# Does anybody else keep changing picks?



## Santuzzo (May 5, 2010)

Hi,

I usually play Ibanez Paul Gilbert picks and then after a few weeks or months I change to Jazz III's (nylon,tortex or ultex). For some reason they feel more comfortable then and I think I can play better with them.
Then another few weeks or months later I change back to the Gilbert picks for the same reason.
This keeps going on, every 2-3 months or so I change between the two, and then I always think "oh, man, this pick works so much better for me, now I will stick with this".
But the cycle keeps repeating, and it's not that I keep trying new different picks, it's just laternating between JazzIII's and Paul Gilbert picks.

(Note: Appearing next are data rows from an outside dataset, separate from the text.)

PR #132, opened 2017-05-19
Fix spritesheets position and offset

cbsrobot:
npm run test throws following errors - but they do not seem related to the change:

group.bounce(group)
Error loading resource file:///Users/me/devel/p5.play/test/fakeImage0001.png

Example sketches
    ◦ animation.js runs for 3 frames: You just changed the value of "camera", which was a p5 function. This could cause problems later if you're not careful.

collisions.js runs for 3 frames: p5 had problems creating the global function "box", possibly because your code is already using that name as a variable. You may want to rename your variable to something else.

### DIFF
--- a/lib/p5.play.js
+++ b/lib/p5.play.js
@@ -3564,8 +3564,8 @@ function Animation(pInst) {
       {
         if (this.spriteSheet) {
           var frame_info = this.images[frame].frame;
-          pInst.image(this.spriteSheet.image, frame_info.x, frame_info.y, frame_info.width,
-            frame_info.height, this.offX, this.offY, frame_info.width, frame_info.height);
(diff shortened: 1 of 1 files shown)


islemaster:
Thanks for investigating and letting us know! That's a pretty significant breaking change for a patch version. :cry: It sounds like we'll need your change, and possibly others, to provide support for p5.js >= 0.5.5.  I'll take a look at adding support for latest p5.js this weekend.

islemaster:
Hey @cbsrobot! I've integrated your commit here into a PR that makes p5.play fully compatible with the latest version of p5.js.  I'm closing this PR in favor of that one.  Will you review it and let me know what you think?
https://github.com/molleindustria/p5.play/pull/140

Just last week I ordered Paul Gilbert picks in bulk and yesterday I tried a JazzIII again and thought, I should play with those again.....

Does anybody else have this?

Lars


----------



## Fionn (May 5, 2010)

Nope, Jass III Reds all the way!


----------



## ShadyDavey (May 5, 2010)

For ages I swapped between Jazz III's and a metal pick that Jason Becker used to use, then I settled with Jazz III's and never looked back...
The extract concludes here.